In ihrer Funktion als Gastprofessorin an der Universität Bochum setzte sich die ehemalige Bischöfin Margot Käßmann mit dem Thema Mission und Migration auseinander. Sie folgte dem Schluss, dass dies urbiblische Motive seien, die mit Adam und Eva und dem Verlassen des Paradieses anfingen.

Nun, es sind auch ur-koranische Motive, die mit der Hidschra, also der Auswanderung des Propheten und seiner – damals noch wenigen – Anhänger von Mekka nach Medina im Jahr 622 anfingen. Das Ereignis ist nicht zufällig die Stunde Null des islamischen Kalenders. Im Handumdrehen hatte die junge Sekte die Herrschaft über das damals mehrheitlich jüdische Medina angetreten. Die Medinenser hatten einen Prediger eingeladen und bekamen einen Diktator.

Weiter in ihrem Vortrag sprach sie von Mose, der ja auch die Israeliten von der Sklaverei Ägyptens in das gelobte Land führte. Daraufhin musste das Volk Israels zur Behauptung seiner Kultur gegen die vorhandene Kultur im Land Kanaan kämpfen.

Was wohl bedeuten soll, dass man Verständnis haben muss, wenn ein Volk, das in Massen in ein fremdes Land einwandert, „zur Behauptung seiner Kultur gegen die vorhandene Kultur im Land“ kämpft.

Auch in anderen Kulturen weltweit sind diese Missionierungen mit ihren darauffolgenden Problemen bekannt.
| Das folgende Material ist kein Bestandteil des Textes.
PR #3235, opened 2022-07-29
feat(highlight): re-apply default highlights on colorscheme changes

jdrouhard:
If the plugin is loaded after a colorscheme is set that defines any of
these highlight groups, the default won't be applied. Subsequent
"highlight clear" commands (common when switching colorschemes) will
then clear any of those highlights, but these defaults never have
another opportunity to be initialized.

Effectively, if you load neovim with a colorscheme that has definitions
for some of these highlight groups, then load treesitter, then switch
colorschemes, many of these default links will be absent resulting in
colors that do not appear the same as if that colorscheme had been
used at startup.

Hooking the ColorScheme event with an autocmd that just reapplies these
defaults gives every colorscheme switch the opportunity to get the
defaults for non-explicitly-defined groups.

### DIFF
--- a/lua/nvim-treesitter/highlight.lua
+++ b/lua/nvim-treesitter/highlight.lua
@@ -156,4 +156,92 @@ function M.set_custom_captures(captures)
   end
 end
 
+function M.set_default_hlgroups()
+  local highlights = {
+    TSNone = { default = true },
+    TSPunctDelimiter = { link = "Delimiter", default = true },
+    TSPunctBracket = { link = "Delimiter", default = true },
+    TSPunctSpecial = { link = "Delimiter", default = true },
+
+    TSConstant = { link = "Constant", default = true },
+    TSConstBuiltin = { link = "Special", default = true },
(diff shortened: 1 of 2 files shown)


kyazdani42 (approved):

lua/nvim-treesitter/highlight.lua
```diff
@@ -156,4 +156,92 @@ function M.set_custom_captures(captures)
   end
 end
 
+function M.set_default_highlights()
```
vigoux, line 159: Rather

```suggestion
function M.set_default_hlgroups()
```

vigoux (changes requested):

lua/nvim-treesitter/highlight.lua
jdrouhard: Done.

vigoux (approved):

theHamsta:
Nice! Thank you!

So sorgte beispielsweise die Taufe der Urbevölkerung in Afrika mit der darauffolgenden Verschleierung der Frauenkörper im dortigen Klima für Hygieneprobleme.

Ob Tante Käß in ihrer Besessenheit von white guilt wohl merkt, dass sie muslimische Masseneinwanderung eine Kolonisierung genannt hat? Eine Kolonisierung, die uns wahrscheinlich auch die „Verschleierung der Frauenkörper“ mit den daraus resultierenden „Hygieneproblemen“ bescheren wird. Und das ist nicht einmal das Hauptproblem.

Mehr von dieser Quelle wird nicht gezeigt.